Emulation vs Real Device Real devices will find defects that cannot be found on emulated devices. Emulators will also be sensitive to defects that may not be so simple to find on a real device. Emulation can be quick to set up, while testing on real devices can be slow. It may be worth considering cloud solutions to obtaining remote access to a wide range of devices. Some emulators may not be available for new devices.

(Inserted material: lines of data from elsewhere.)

PR #2678, opened 2018-09-04
Add UNION and UNION ALL support

feymartynov:
This PR adds support of UNION and UNION ALL:

```elixir
customer_city_query = from c in Customer, select: c.city
from s in Supplier, select: s.city, union: customer_city_query
```

```elixir
customer_city_query = Customer |> select([c], c.city)
Supplier |> select([s], s.city) |> union_all(customer_query)
```

Both can be used as keyword or expression versions. Multiple unions are also supported.

I made this because I had to optimize a complex query that had some OR conditions which made the optimizer unable to use indexes. This could be optimized by rewriting it with UNION ALL but Ecto didn't have such an ability. Rewriting the query as plain SQL was impossible because it was constructed of different subqueries spreaded all accross of my app's domain logic.

This is my first contribution here. Hope I got it correctly how Ecto.Query works under the hood, especially the Planner module. If anything is wrong please let me know and I'll update the PR.


josevalim:
Thank you! I really like the approach here. We do however need tests where
both queries contain parameters interpolated to make sure we are taking
them into account properly. In particular, in the query planner, you need
to make sure you process the unions in the same order as you process the
union in MySQL / Postgres. So instead of adding your own normalize_unions,
you need to hook into the existing union.

I also think we can get rid of Ecto.Query.Builder.Union. We can implement
everything at runtime, similar to Ecto.Query.exclude.
-- 


*José Valim*
www.plataformatec.com.br
Skype: jv.ptec
Founder and Director of R&D

lib/ecto/query.ex
```diff
@@ -1188,8 +1188,12 @@ defmodule Ecto.Query do
     supplier_query = Supplier |> select([s], s.city)
     Customer |> select([c], c.city) |> union(supplier_query)
   """
-  defmacro union(query, other_query) do
-    Union.build(:union, query, other_query, __CALLER__)
+  def union(%Ecto.Query{unions: unions} = query, %Ecto.Query{} = other_query) do
```
josevalim: What happens if `other_query` has LIMIT / OFFSET / ORDER BY. Maybe we should check that those values have not been set and raise if they are set?

lib/ecto/query.ex
```diff
@@ -353,7 +353,7 @@ defmodule Ecto.Query do
   """
 
   defstruct [prefix: nil, sources: nil, from: nil, joins: [], aliases: %{}, wheres: [], select: nil,
-             order_bys: [], limit: nil, offset: nil, group_bys: [], updates: [],
+             order_bys: [], limit: nil, offset: nil, group_bys: [], unions: [], updates: [],
```
josevalim: Proposal: let's call this field "combines" or "combinations"? This way we can also add [intersect/except](https://www.postgresql.org/docs/8.3/static/queries-union.html) in the feature without adding more new fields.

lib/ecto/query/builder/union.ex
```diff
@@ -0,0 +1,30 @@
+import Kernel, except: [apply: 3]
+
+defmodule Ecto.Query.Builder.Union do
```
josevalim: I believe we can remove this file now?

test/ecto/adapters/mysql_test.exs
```diff
@@ -161,6 +161,16 @@ defmodule Ecto.Adapters.MySQLTest do
...
   end
 
+  test "union" do
+    other_query = Schema |> select([r], r.y)
+
+    query = Schema |> select([r], r.x) |> union(other_query) |> plan()
+    assert all(query) == ~s{SELECT s0.`x` FROM `schema` AS s0 UNION SELECT s0.`y` FROM `schema` AS s0}
+
+    query = Schema |> select([r], r.x) |> union_all(other_query) |> plan()
+    assert all(query) == ~s{SELECT s0.`x` FROM `schema` AS s0 UNION ALL SELECT s0.`y` FROM `schema` AS s0}
```
josevalim: We need to add a test for the precedence. If I do `query1 |> union_all(query2 |> union_all(query3))`, we need parens around the second pair. An easier solution is also to always add parens around the operators whenever UNION is used.

test/ecto/adapters/postgres_test.exs
```diff
@@ -212,6 +212,16 @@ defmodule Ecto.Adapters.PostgresTest do
...
   end
 
+  test "union" do
+    other_query = Schema |> select([r], r.y)
+
+    query = Schema |> select([r], r.x) |> union(other_query) |> plan()
+    assert all(query) == ~s{SELECT s0."x" FROM "schema" AS s0 UNION SELECT s0."y" FROM "schema" AS s0}
+
+    query = Schema |> select([r], r.x) |> union_all(other_query) |> plan()
+    assert all(query) == ~s{SELECT s0."x" FROM "schema" AS s0 UNION ALL SELECT s0."y" FROM "schema" AS s0}
```
josevalim: The precedence test is needed here.

test/ecto/adapters/postgres_test.exs
```diff
@@ -405,17 +415,21 @@ defmodule Ecto.Adapters.PostgresTest do
...
             |> plan()
 
     result =
       "SELECT s0.\"id\", $1 FROM \"schema\" AS s0 INNER JOIN \"schema2\" AS s1 ON $2 " <>
       "INNER JOIN \"schema2\" AS s2 ON $3 WHERE ($4) AND ($5) " <>
       "GROUP BY $6, $7 HAVING ($8) AND ($9) " <>
-      "ORDER BY $10, s0.\"x\" LIMIT $11 OFFSET $12"
+      "UNION SELECT s0.\"id\", $10 FROM \"schema1\" AS s0 WHERE ($11) " <>
+      "UNION ALL SELECT s0.\"id\", $12 FROM \"schema2\" AS s0 WHERE ($13) " <>
+      "ORDER BY $14, s0.\"x\" LIMIT $15 OFFSET $16"
```
josevalim: The MySQL adapter has tests similar to this, we should update it too!

josevalim:
Thanks @feymartynov ! I really like the improvements and new tests you have added. I have added a last batch of comments and we should be good to go.

test/ecto/adapters/mysql_test.exs
feymartynov: That's true. We also can have ORDER BY, OFFSET and LIMIT in union queries and without parens it would be invalid SQL so I'm going to test this case too.

lib/ecto/query.ex
feymartynov: Good idea.

feymartynov:
@josevalim I've added a couple of commits regarding your comments. Please check it out.

josevalim:
Merged manually, thank you!  :heart: :green_heart: :blue_heart: :yellow_heart: :purple_heart:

Which devices Create a table of the operating systems you want to test. Create a list of the most popular recent devices, devices out there in the world and the recent releases. Ask your marketing department to help create the list, or check on the web and with phone providers. Decide which devices offer best value for targeting your primary tests. Then decide which devices you will run a subset of test on. You might decide to run most tests on emulation, however consider memory, CPU and other hardware related issues that may impact a test when using real devices. Failure to delete an item correctly might cause memory to fill up rapidly, so single tests may not be appropriate. Try to stretch the infrastructure of the device.
PDA Decisions Having chosen your approach for mobile access, you will need to estimate the number of tests, regression runs and any time to set up the infrastructure. If you are operating within a secure environment you will need to talk to your IT security adviser in setting up appropriate access for testing. This will all need to be budgeted.
Acceptance Testing You are likely to go through a number of phases for acceptance. Typically this may include: Testing of application wire frames. Factory Acceptance testing (FAT) of the Application. System Acceptance Testing (SAT) of the integrated system (tested as SIT). User Acceptance Testing (UAT) Operational Acceptance Testing (OAT) showing operational readiness, disaster recovery, etc.
FAT FAT will have an input criteria reflected by the functionality delivered and the defects outstanding with permitted limits for each severity type. FAT is to demonstrate the functionality of the developed application against functional requirements. It might also include some early verification of non- functional readiness. FAT will probably use end to end test cases that map to functional requirements. If using delivery iterations, there may be a FAT for each iteration or group of iterations.
UAT User Acceptance Testing is usually planned and carried out by the customer or if an internal project a group of users acting as the customer. If you need to plan and carry out UAT, you might be able to save time by using end to end functional tests as the bases for UAT planning.
SAT System Acceptance Testing focuses on the application functionality within the system, demonstrating that the application interacts with the system as a whole. This will include evidence of any monitoring software and interfaces. Penetration testing and Load and Performance Testing may be part of the SAT results. Some SAT activities might be moved to OAT and some OAT activities might get moved to SAT.
OAT Operational or Readiness Acceptance Testing focuses on te complete system. It will take account of items such as: Backup /Restore Disaster recovery Fault reporting and resolution life cycle Day time and after hours support
Items to consider in OAT The following should be considered in OAT and time allowed: Each site to be tested. Support processes and escalation. Issue logging and reporting. Environment monitoring. Protective monitoring. Data backup and recovery. Deployment of new builds and recovery.
OAT Planning Create flow charts for all your support processes. Include out of hours as separate activities. Incorporate within an OAT plan. Consider setting up of pagers for out of hours and delivery and setting up of pagers for testing. Tooling may need setting up for cross reporting between application support teams and environment support teams.